• _Exercise aim_
Every line below from the one containing "PR #2847, opened 2024-12-11" through the one containing "I won't duplicate" must be transcribed exactly. Omit all lines outside that stretch.

Start of Supplied entries

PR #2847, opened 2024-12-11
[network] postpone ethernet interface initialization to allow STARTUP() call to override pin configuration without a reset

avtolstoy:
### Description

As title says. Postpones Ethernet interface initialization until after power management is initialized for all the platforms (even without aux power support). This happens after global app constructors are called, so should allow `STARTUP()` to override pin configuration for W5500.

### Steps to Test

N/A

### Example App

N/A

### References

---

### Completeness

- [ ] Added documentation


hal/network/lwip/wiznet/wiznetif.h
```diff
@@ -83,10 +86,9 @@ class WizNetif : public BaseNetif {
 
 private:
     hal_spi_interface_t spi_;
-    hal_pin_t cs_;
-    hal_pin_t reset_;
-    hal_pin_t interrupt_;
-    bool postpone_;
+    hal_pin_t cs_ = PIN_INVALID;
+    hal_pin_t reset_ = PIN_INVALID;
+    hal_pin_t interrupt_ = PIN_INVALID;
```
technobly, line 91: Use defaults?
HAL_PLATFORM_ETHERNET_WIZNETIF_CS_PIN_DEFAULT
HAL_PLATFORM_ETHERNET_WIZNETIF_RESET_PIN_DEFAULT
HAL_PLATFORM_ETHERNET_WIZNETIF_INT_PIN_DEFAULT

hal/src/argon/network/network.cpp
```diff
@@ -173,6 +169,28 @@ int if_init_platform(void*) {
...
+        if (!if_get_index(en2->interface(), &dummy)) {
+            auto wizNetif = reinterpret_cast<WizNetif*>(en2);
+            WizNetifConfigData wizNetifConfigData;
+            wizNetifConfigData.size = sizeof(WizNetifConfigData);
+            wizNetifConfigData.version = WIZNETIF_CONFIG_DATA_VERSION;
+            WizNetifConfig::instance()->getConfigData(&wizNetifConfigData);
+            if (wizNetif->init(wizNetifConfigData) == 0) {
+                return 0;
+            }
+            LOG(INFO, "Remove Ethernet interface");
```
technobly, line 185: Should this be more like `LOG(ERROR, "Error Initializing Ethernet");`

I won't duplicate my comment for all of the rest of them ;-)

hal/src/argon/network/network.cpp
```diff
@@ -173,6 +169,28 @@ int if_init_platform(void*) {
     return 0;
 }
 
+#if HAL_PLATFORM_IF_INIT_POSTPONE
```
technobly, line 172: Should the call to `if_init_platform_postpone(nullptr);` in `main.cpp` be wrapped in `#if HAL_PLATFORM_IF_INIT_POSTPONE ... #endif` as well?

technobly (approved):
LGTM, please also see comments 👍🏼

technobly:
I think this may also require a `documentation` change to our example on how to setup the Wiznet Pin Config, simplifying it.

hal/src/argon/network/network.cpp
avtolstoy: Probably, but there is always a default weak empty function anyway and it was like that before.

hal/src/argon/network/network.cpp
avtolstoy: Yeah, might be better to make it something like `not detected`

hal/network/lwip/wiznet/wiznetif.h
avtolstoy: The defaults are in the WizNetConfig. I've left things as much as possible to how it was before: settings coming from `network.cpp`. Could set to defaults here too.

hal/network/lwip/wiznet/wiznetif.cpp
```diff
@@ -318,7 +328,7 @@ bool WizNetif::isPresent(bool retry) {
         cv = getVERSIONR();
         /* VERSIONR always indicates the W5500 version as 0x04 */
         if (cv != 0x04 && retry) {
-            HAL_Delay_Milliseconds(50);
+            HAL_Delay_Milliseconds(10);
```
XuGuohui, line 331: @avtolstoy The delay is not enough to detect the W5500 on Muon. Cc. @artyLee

End of Supplied entries
Start of Supplied entries

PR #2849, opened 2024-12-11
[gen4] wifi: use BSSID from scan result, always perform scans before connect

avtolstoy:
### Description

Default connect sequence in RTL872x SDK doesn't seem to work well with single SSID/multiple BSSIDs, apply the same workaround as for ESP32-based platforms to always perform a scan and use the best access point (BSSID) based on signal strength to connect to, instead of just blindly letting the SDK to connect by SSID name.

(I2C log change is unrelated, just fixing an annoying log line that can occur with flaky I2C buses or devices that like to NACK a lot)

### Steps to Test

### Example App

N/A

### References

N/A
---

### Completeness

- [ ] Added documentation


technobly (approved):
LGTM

End of Supplied entries
Start of Supplied entries

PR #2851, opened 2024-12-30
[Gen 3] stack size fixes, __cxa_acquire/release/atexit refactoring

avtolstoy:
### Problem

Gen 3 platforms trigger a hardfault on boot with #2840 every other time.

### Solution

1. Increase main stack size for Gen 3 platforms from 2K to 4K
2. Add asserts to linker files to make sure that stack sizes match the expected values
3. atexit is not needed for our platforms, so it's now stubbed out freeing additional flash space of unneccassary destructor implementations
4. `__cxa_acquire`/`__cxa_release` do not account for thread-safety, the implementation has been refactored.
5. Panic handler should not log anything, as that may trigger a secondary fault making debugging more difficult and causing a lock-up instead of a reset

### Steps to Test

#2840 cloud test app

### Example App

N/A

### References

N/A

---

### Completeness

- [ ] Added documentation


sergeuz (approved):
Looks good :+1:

End of Supplied entries

• _Problem solution_
PR #2847, opened 2024-12-11
[network] postpone ethernet interface initialization to allow STARTUP() call to override pin configuration without a reset

avtolstoy:
### Description

As title says. Postpones Ethernet interface initialization until after power management is initialized for all the platforms (even without aux power support). This happens after global app constructors are called, so should allow `STARTUP()` to override pin configuration for W5500.

### Steps to Test

N/A

### Example App

N/A

### References

---

### Completeness

- [ ] Added documentation


hal/network/lwip/wiznet/wiznetif.h
```diff
@@ -83,10 +86,9 @@ class WizNetif : public BaseNetif {
 
 private:
     hal_spi_interface_t spi_;
-    hal_pin_t cs_;
-    hal_pin_t reset_;
-    hal_pin_t interrupt_;
-    bool postpone_;
+    hal_pin_t cs_ = PIN_INVALID;
+    hal_pin_t reset_ = PIN_INVALID;
+    hal_pin_t interrupt_ = PIN_INVALID;
```
technobly, line 91: Use defaults?
HAL_PLATFORM_ETHERNET_WIZNETIF_CS_PIN_DEFAULT
HAL_PLATFORM_ETHERNET_WIZNETIF_RESET_PIN_DEFAULT
HAL_PLATFORM_ETHERNET_WIZNETIF_INT_PIN_DEFAULT

hal/src/argon/network/network.cpp
```diff
@@ -173,6 +169,28 @@ int if_init_platform(void*) {
...
+        if (!if_get_index(en2->interface(), &dummy)) {
+            auto wizNetif = reinterpret_cast<WizNetif*>(en2);
+            WizNetifConfigData wizNetifConfigData;
+            wizNetifConfigData.size = sizeof(WizNetifConfigData);
+            wizNetifConfigData.version = WIZNETIF_CONFIG_DATA_VERSION;
+            WizNetifConfig::instance()->getConfigData(&wizNetifConfigData);
+            if (wizNetif->init(wizNetifConfigData) == 0) {
+                return 0;
+            }
+            LOG(INFO, "Remove Ethernet interface");
```
technobly, line 185: Should this be more like `LOG(ERROR, "Error Initializing Ethernet");`

I won't duplicate my comment for all of the rest of them ;-)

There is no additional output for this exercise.